If the client perceives this service and wants to read from the readonlycachemap, the read-only cache takes 30 seconds to synchronize from the readwritecachemap.

Both the client and ribbon load balancer maintain a local cache, which is synchronized in 30 seconds.

As mentioned above, let’s calculate how long it takes for the client to perceive an extreme situation of service offline.

  1. The client will send heartbeat to the server every 30 seconds
  2. Registry saves the instance information of all service registrations. It will keep a real-time synchronization with readwritecachemap, and readwritecachemap and readonlycachemap will synchronize every 30 seconds.
  3. The client synchronizes the registered instance information of readonlycahemap every 30 seconds
  4. Considering that if ribbon is used for load balancing, it also has a layer of cache that is synchronized every 30 seconds

If a service goes offline normally, in extreme cases, the time should be 30 + 30 + 30 + 30, which is almost 120 seconds.

If the service goes offline abnormally, it also needs to execute a cleaning thread every 60 seconds to eliminate services that have no heartbeat for more than 90 seconds. Then the extreme situation here may take three times of 60 seconds to detect, that is, 180 seconds.

The longest cumulative perception time is: 180 + 120 = 300 seconds, 5 minutes.

The solution, of course, is to change these times.
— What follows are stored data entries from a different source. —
PR #2637, opened 2024-07-30
Fix quick run modal validation and creating multiple runs from frustration clicks

pleek91:
# Description
This fixes two issues

1. Multiple runs created when user clicks "Run" multiple times. 
This would happen because the run button was not disabled while the async call was happening. Which made it appear that nothing was happening resulting in a second (and sometimes third) click by the user. This would result with as many runs being created as there were clicks. Disabling the button while the run is being created prevents multiple runs and also indicates to the user that work is happening.

2. Validation errors not being displayed in the form
If a validation error occurred the modal was closed and a toast was displayed. Fixed the pre-submit validation so that errors are displayed within the form itself and prevented the modal from closing when any error occurs so that users don't lose their work.

### DIFF
--- a/src/components/QuickRunParametersModal.vue
+++ b/src/components/QuickRunParametersModal.vue
@@ -3,6 +3,7 @@
     <SchemaFormV2
       :id="formId"
       v-model:values="parameters"
+      v-model:loading="loading"
       :schema="deployment.parameterOpenApiSchema"
       :validate="enforceParameterSchema"
       :kinds="['json', 'workspace_variable']"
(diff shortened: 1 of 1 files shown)


src/components/QuickRunParametersModal.vue
```diff
@@ -25,7 +26,7 @@
 
     <template #actions>
       <slot name="actions">
-        <p-button type="submit" primary :form="formId">
+        <p-button type="submit" :disabled="loading" primary :form="formId">
```
znicholasbrown, line 29:
```suggestion
        <p-button type="submit" :loading primary :form="formId">
```
any reason not to use the loading state here? that should also disable the button

znicholasbrown (approved):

The time to modify the ribbon synchronization cache is 3 seconds:ribbon.ServerListRefreshInterval = 3000

Modify the client synchronization cache time to 3 seconds :eureka.client.registry-fetch-interval-seconds = 3

The heartbeat interval is modified to 3 seconds:eureka.instance.lease-renewal-interval-in-seconds = 3

The timeout elimination time is changed to 9 seconds:eureka.instance.lease-expiration-duration-in-seconds = 9

The cleaning thread timing time is changed to 5 seconds to execute once:eureka.server.eviction-interval-timer-in-ms = 5000

The time to synchronize to the read-only cache is modified to once every 3 seconds:eureka.server.response-cache-update-interval-ms = 3000

According to this time parameter setting, let’s recalculate the maximum time that we may perceive the service offline:

Normal offline is 3+3+3+3=12 seconds, and abnormal offline plus 15 seconds is 27 seconds.


OK, that’s all for the start-up and offline time optimization of spring boot service, but I think the service splitting is good enough and the code is better written. These problems may not be a problem.